Structured and unstructured data volumes are exploding. IDC predicts that the “global Datasphere will grow from 33 zettabytes in 2018 to 175 ZB by 2025.” That is 175 trillion gigabytes. And much of it is unstructured data.
With extraordinary amounts of data come large problems. Unstructured data often needs to be combined with business knowledge and structured business data to make it meaningful. This can cause data silos, and the challenge is that you still need to move the data to utilize it. Compounding the concerns with moving data is that you still need to keep it inside compliance boundaries.

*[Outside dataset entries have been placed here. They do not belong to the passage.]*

PR #774, opened 2021-09-22
Reduce Shape Shifter bear form damage.

HallerJohn:
$changelog: Reduced Shape Shifter bear form damage from 25 -> 17.

### DIFF
--- a/wurst/objects/units/TrollUnitInitializer.wurst
+++ b/wurst/objects/units/TrollUnitInitializer.wurst
@@ -369,7 +369,7 @@ function createWolfForm(int unitId) returns HeroDefinition
 function createBearForm(int unitId) returns HeroDefinition
     return createSubTroll(unitId)
         ..setNameEnhance("Bear Form")
-        ..setAttackDamage(25)
+        ..setAttackDamage(17)
         ..setAttackSpeed(2.50)
         ..setModelFile(Units.grizzlyBear)
         ..setIcons(Icons.bTNGrizzlyBear)


Jaccouille:
It feels complicated to adjust the unit definition attributes because the agility & items in-game have a big impact on move speed & damage per second.
I ran a few tests, initially thought this damage was a bit drastic but it seems ok, I'd like to add those changes to shapeshifter considering feedback I've been reading/watching for 2 weeks :

- Bear attack speed 2.5 -> 3.0 (Attack speed was still too high from my POV with battle glove + panic)
- Bear movement speed 300 -> 210 (Bear should be slow and not used to chase/run away)
- Bear's Bulwark armor bonus 4 -> 3 (Basically mud hut aura)
- Remove Bear's Bulwark HP regeneration (Healing allies shouldn't be part of shapeshifter identity)
- Wolf attack speed 1.40 -> 1.55 (Just to nerf this form, will still have highest DPS amongst other forms)

Each form still have to feel like they're useful in a specific situation

- Wolf -> DPS
- Bear -> Tank
- Panther -> Sneak
- Tiger -> Chase

Jaccouille:
Precise the value changed in the changelog, numbers are important.

HallerJohn:
Some of the nerfs have been removed with the intent to introduce the nerfs slower over time so we can see if they are still needed or not.

jonathanmclaus:
Is the idea to just playtest this change? It's sloppy to leave the variable in otherwise.

HallerJohn:
Are you referring to `LIFE_REGENERATION_RATE`? If so I thought it was more clear to leave that at the top so that if it was changed in the future it would be easily visible.

PR #775, opened 2021-09-23
Removed mana burn visual effect from drain mana items

Jaccouille:
$changelog: Removed mana burn visual effect from dark spear & thistles

Dark spear & thistles apply a mana burn FX, this is confusing because mana burn FX implies spell damage from mana burn, those items only drain mana.


jonathanmclaus:
Doesn't this also remove the FX from items that do actually burn? Maybe you should check `burn` there?

jonathanmclaus (approved):

PR #778, opened 2022-01-04
Fixed error when building map

Jaccouille:
We added a color for the map name in #773, I didn't notice that the release script used the map name defined in the wurst build file to create a string for the filename, color code on filename crashes the wurst build script.


jonathanmclaus:
Ideally this would handle anything being a color code, not just at the beginning of the map name. Can you add a TODO comment there mentioning that to make it clear it won't guarantee it.

PR #667, opened 2026-08-04
Optimize safere-ffm-re2

cushon:
Various optimizations to `safere-ffm-re2`

* Minimize FFM boundary crossings by implementing bulk string replacement operations (`RE2::Replace` and `RE2::GlobalReplace`) in c++
* Eliminate C++ heap allocations during regex matching by replacing per-call `std::vector` submatch allocations in `re2_find` and `re2_find_all` with stack-allocated `absl::FixedArray` buffers.


eaftan:
I'm looking at this but won't complete my review until tomorrow.

safere-ffm-re2/src/main/java/org/safere/re2ffm/RE2FfmMatcher.java
```diff
@@ -254,25 +222,8 @@ public String replaceAll(String replacement) {
    * @return the result string
    */
   public String replaceFirst(String replacement) {
-    reset();
```
eaftan, line 257: The previous implementation called `reset()` and `find()`, leaving the matcher positioned at the first replacement match. This native delegation leaves `matched`, `matchByteOffsets`, and `searchBytePos` unchanged. If `replaceFirst()` is called after `find()`, subsequent `group()`, `start()`, `end()`, and `find()` observe stale state or continue from the old position. Could this path reset and update matcher state as before?

safere-ffm-re2/src/main/java/org/safere/re2ffm/RE2FfmMatcher.java
```diff
@@ -303,37 +254,6 @@ private static String convertReplacement(String replacement) {
...
-  private void appendRewrite(StringBuilder sb, String rewrite) {
-    for (int i = 0; i < rewrite.length(); i++) {
-      char c = rewrite.charAt(i);
-      if (c == '\\' && i + 1 < rewrite.length()) {
-        char next = rewrite.charAt(i + 1);
-        if (Character.isDigit(next)) {
-          // Parse group number.
-          int groupNum = 0;
-          i++;
-          while (i < rewrite.length() && Character.isDigit(rewrite.charAt(i))) {
```
eaftan, line 316: This changes the meaning of valid multi-digit capture references. For example:

```java
RE2FfmPattern pattern = RE2FfmPattern.compile("(a)(b)(c)(d)(e)(f)(g)(h)(i)(j)");
String result = pattern.matcher("xabcdefghijy").replaceFirst("$10");
```

Java-style `$10` refers to capture group 10, which contains `j`, so the expected result is `xjy`.

`convertReplacement()` changes `$10` to `\10`, but RE2 rewrite syntax consumes only one digit. It interprets `\10` as group 1 `(a)` followed by the literal `0`, producing `xa0y`.

The removed Java-side expansion parsed the complete group number. Could we preserve that behavior for multi-digit capture references?

eaftan (commented):
Thanks for working on this. I believe you’re the primary consumer of RE2-FFM, so I’m happy to accept the performance tradeoffs if these changes improve the workloads that matter to you.

I benchmarked the PR head 117c7a3 against main at e4798a6 using the project benchmark runner and the RE2-FFM string-conversion trials.

The clearest results were:

| Benchmark | Main-ish | PR head | Change |
|---|---:|---:|---:|
| CaptureScalingBenchmark.capture0 | 82.98 ns | 82.65 ns | effectively unchanged |
| CaptureScalingBenchmark.capture1 | 287.46 ns | 274.46 ns | 4.5% faster |
| CaptureScalingBenchmark.capture3 | 333.05 ns | 318.01 ns | 4.5% faster |
| CaptureScalingBenchmark.capture10 | 722.17 ns | 713.56 ns | no clear difference |
| ReplaceBenchmark.literalReplaceFirst | 206.80 ns | 289.47 ns | 40% slower |
| ReplaceBenchmark.literalReplaceFirstNoMatch | 459.35 ns | 770.37 ns | 68% slower |
| ReplaceBenchmark.literalReplaceAll | 669.52 ns | 675.32 ns | effectively unchanged |
| ReplaceBenchmark.digitReplaceAll | 964.65 ns | 945.71 ns | 2.0% faster |

These core results can be reproduced at each commit with:

```bash
trials='CaptureScalingBenchmark.capture0@re2-ffm-string-conversion,CaptureScalingBenchmark.capture1@re2-ffm-string-conversion,CaptureScalingBenchmark.capture3@re2-ffm-string-conversion,CaptureScalingBenchmark.capture10@re2-ffm-string-conversion,ReplaceBenchmark.literalReplaceFirst@re2-ffm-string-conversion,ReplaceBenchmark.literalReplaceFirstNoMatch@re2-ffm-string-conversion,ReplaceBenchmark.literalReplaceAll@re2-ffm-string-conversion,ReplaceBenchmark.digitReplaceAll@re2-ffm-string-conversion'

./run-java-benchmarks.sh --long 'CrossEngineBenchmark.run' -- \
  -p "crossEngineTrial=$trials"
```

My interpretation is that the FixedArray change is a demonstrated optimization for ordinary capture counts, but the replacement changes regress performance overall on these benchmarks.

cushon:
Thanks for the review, I have fixed the issue you caught and made some more tweaks, and I think I have fixed the regressions and am seeing some marginal gains on the benchmarks.

Using the same trials as the results you shared:

| Benchmark | Baseline (Before) | Experiment (After) | Change | Statistically Significant? |
| **`CaptureScaling.capture0`** | 112.8 ns | 114.1 ns | +1.1% | No (within error margin) |
| **`CaptureScaling.capture1`** | 380.5 ns | 393.9 ns | +3.5% | No (within error margin) |
| **`CaptureScaling.capture3`** | 456.1 ns | 452.0 ns | -0.9% | No (within error margin) |
| **`CaptureScaling.capture10`** | 1097.2 ns | 1092.3 ns | -0.4% | No (within error margin) |
| **`literalReplaceFirst`** | 258.9 ns | 246.8 ns | **-4.7%** (faster) | Borderline (high overlap in error) |
| **`literalReplaceFirstNoMatch`**| 642.1 ns | 634.5 ns | -1.2% | No (within error margin) |
| **`literalReplaceAll`** | 907.0 ns | 864.7 ns | **-4.7%** (faster) | **Yes** (clear separation) |
| **`digitReplaceAll`** | 1321.5 ns | 1294.4 ns | **-2.1%** (faster) | **Yes** (clear separation) |

safere-ffm-re2/src/main/java/org/safere/re2ffm/RE2FfmMatcher.java
cushon: Fixed and added test coverage, it now falls back to Java if there are multiple digits

safere-ffm-re2/src/main/java/org/safere/re2ffm/RE2FfmMatcher.java
cushon: Fixed, thanks

eaftan (approved):
Thanks for addressing the two issues from my earlier review.

On re-review, I found a few adjacent compatibility edge cases. The Java fallback did not apply Java's longest-valid-group-prefix rule for references such as `$101` and `$11`; a zero-width match before a supplementary Unicode character advanced by one UTF-8 byte; and a native `replaceAll()` ending in an empty match allowed that match to be rediscovered by a subsequent `find()`. I also removed a hard-coded Debian/x86-64 RPATH.

I've pushed a commit that fixes those issues and adds regression coverage. The full `safere-ffm-re2` test suite passes, and the final review pass found no remaining P2+ issues.

| Benchmark | main (ns/op) | PR+fixes (ns/op) | Change |
|---|---:|---:|---:|
| `capture0` | 87.827 | 87.207 | 0.7% faster |
| `capture1` | 301.332 | 288.890 | 4.1% faster |
| `capture3` | 353.633 | 329.320 | 6.9% faster |
| `capture10` | 754.671 | 733.285 | 2.8% faster |
| `literalReplaceFirst` | 213.514 | 190.252 | 10.9% faster |
| `literalReplaceFirstNoMatch` | 485.900 | 479.755 | 1.3% faster |
| `literalReplaceAll` | 691.898 | 684.127 | 1.1% faster |
| `digitReplaceAll` | 1024.080 | 980.117 | 4.3% faster |

LGTM

PR #668, opened 2026-08-04
More real world benchmarks

cushon:
This benchmark is similar to a real world case where SafeRE is slower than RE2-FFM.

I'm seeing SafeRE performance around ~2x of RE2 on some real world workloads, the performance gap seems to be largely from longer >10k character inputs where the JNI/FFM overhead is negligible and RE2 has faster scanning performance.

For this specific benchmark case I measured SafeRE as ~2.2x slower, 49ns/op vs. 22ns/op for RE2-FFM.

```
./run-java-benchmarks.sh --fastbuild CrossEngineBenchmark.run -- -p crossEngineTrial=RealWorldRegexBenchmark.runBenchmark.recitation.noMatch.10000@safere-string,RealWorldRegexBenchmark.runBenchmark.recitation.noMatch.10000@re2-ffm-string-conversion
```

### DIFF
--- a/safere-benchmarks/benchmark-data.json
+++ b/safere-benchmarks/benchmark-data.json
@@ -1674,6 +1674,42 @@
       "shared": true
     },
     {
+      "id": "realWorldRegex.recitation.match.{size}",
+      "axes": {
+        "size": [
+          1000,
+          10000,
+          100000
+        ]
+      },
+      "recipe": {
+        "kind": "surroundToLength",
+        "prefix": "[",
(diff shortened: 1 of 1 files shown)


cushon:
Actually it looks like this specific benchmark is fixable: https://github.com/eaftan/safere/pull/669

eaftan:
Thanks @cushon!  It looks like this was included as part of #669, which I've approved and set to auto-merge.  So I'm going to close this PR.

Microsoft SQL Server 2019 Big Data Cluster enables intelligence and cohesive computing over all your data. It helps remove data silos by combining structured and unstructured data across your entire data estate. This data hub integrates Microsoft SQL Server and big data open-source solutions. It’s deployed on scalable clusters using Apache Spark, HDFS containers with Kubernetes, and SQL Server. This data hub is an ideal hybrid transactional analytical processing (HTAP) system for online transactional processing (OLTP) and analytical processing, combined with AI predictions for business intelligence.
At the recent Pure//Accelerate™ Digital event, Pure’s Chris Adkin sat down with Microsoft’s Buck Woody to explain how the data hub works at scale in Big Data Clusters. In their conversation, Buck provides examples of how the data hub is used to analyze hospital stay length in healthcare as well as fraud analysis in finance.